There you are in my mother’s arms (correction: now it’s our mother), a black head of hair bobbing along down the airport escalator. Sleeping, probably. You are ten months old, and after making the 15-hour flight from China to Raleigh, you have every right to be snoring and drooling all over your new mother’s sweatshirt. It doesn’t matter to her because every time she looks at you she falls in love all over again. When I finally get a peek at your face I grin and laugh and want to cry. I’ve been waiting for you for so long. All my 9-year-old brain knows is that it has never seen someone as beautiful as you.
There you are again, lying on the changing table as our mom holds your tiny, innocent hands. I watch in awe as she declares, “Dance, dance, dance,” and you wiggle your little body all around, giggling and squealing. I’ve never seen someone so happy to be alive.
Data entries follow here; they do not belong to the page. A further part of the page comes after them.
PR #10533, opened 2024-01-29
feat(core): add `deleted_context` to `km_core_actions` struct 🌱

### LINKED ISSUE #10530: feat(core): actions struct should report on deleted_context
```cpp
  result->deleted_context = tail_to_core_usv(km_core_state_app_context(state), result->code_points_to_delete);
```

should be added in `km_core_state_get_actions` immediately before updating app context. 

```diff
   km_core_actions * result = action_item_list_to_actions_object(action_items);
+
+  result->deleted_context = tail_to_core_usv(km_core_state_app_context(state), result->code_points_to_delete);

   if(state->processor().supports_normalization()) {
```

This must also be disposed correctly.

This makes it easier for consumers to figure out surrogate pairs etc (or utf-8 if necessary), and is a nice string to work with for unit tests.

mcdurdin:
Fixes #10530.

Adds the `deleted_context` member to the `km_core_actions` struct, and associated unit tests. Simplifies integration by providing the consumer with all the data they need in order to execute the transform, specifically around number of delete operations required, without needing to query the target application context again. The number of delete operations will vary according to application compliance and selected encoding; for example a UTF-16 string may require 2 delete-backs for surrogate pairs in the text buffer for a compliant app, whereas there will be a single delete-back key event for a non-compliant app.

The `deleted_context` member should also be used for debug assertions.

@keymanapp-test-bot skip

### DIFF
--- a/core/include/keyman/keyman_core_api.h
+++ b/core/include/keyman/keyman_core_api.h
@@ -242,6 +242,12 @@ typedef struct {
 
   // -1=unchanged, 0=off, 1=on
   km_core_caps_state new_caps_lock_state;
+
+  // reference copy of actual UTF32 codepoints deleted from rhs of context
+  // exactly code_points_to_delete in length (plus null terminator). Used to
+  // determine encoding conversion differences when deleting; only set when
+  // using km_core_state_get_actions, otherwise nullptr.
+  const km_core_usv* deleted_context;
 } km_core_actions;
 
 /*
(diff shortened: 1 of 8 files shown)


core/include/keyman/keyman_core_api.h
```diff
@@ -242,6 +242,12 @@ typedef struct {
 
   // -1=unchanged, 0=off, 1=on
   km_core_caps_state new_caps_lock_state;
+
+  // reference copy of actual UTF32 codepoints deleted from rhs of context
```
rc-swag, line 246: I think in the past we avoided "rhs" in the past due to right-to-left orientation. I believe kmx_context refers to the caret.
```reference copy of actual UTF32 codepoints deleted from the end of the context closest to the caret```

rc-swag (approved):
lgtm 

Just a suggestion about how the `end` of the context is described.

You’re suddenly old enough to crawl, and you do so, a lot and everywhere. One day we decide you’re too old for bottles so we say, “No more ba ba's, big girl now,” and hand you a sippy cup which you proceed to drink from perfectly, as if you knew all along.
We move to a new house when you still haven’t graduated to underwear, and there I snap videos and pictures galore, documenting your newfound vocabulary and recently developed toddler walk. “Let me show you some exercising,” you say with a lisp, beginning to step up and down on a stool and punch the air like a boxer preparing for a match. I chase you around the house in my awkward puberty years, and you giggle just like you always have, this time louder and in a deeper tone.
You’re older now, and we’re soaring into the neighborhood pool together after you finally convince me to jump in without getting used to the water. I think to myself that these are the moments I will remember-- the pure bliss of falling, floating, flying through the air before diving into the icy cold below. All the while holding your ever-growing hand.
You grow up too fast. One day you’re starting Kindergarten and the next fifth grade. One day you are here with me, and the next you’re across the country. You’re one then you’re 11 and a half years old (you won’t let anyone forget that half), a miniature human turned young pre-teen, scaring me with your maturity and looming onset of puberty.
We talk every day, and I swear I miss you more every single one of those days. Your pixelated face comes up on my phone and I smile because you’re still so beautiful. I know it’s hard; I know I’m here and you’re there. I know you need me. Take a deep breath, close your eyes, and realize that no matter how far apart the world takes us, you will always be my baby sister, not by blood but by moments like these.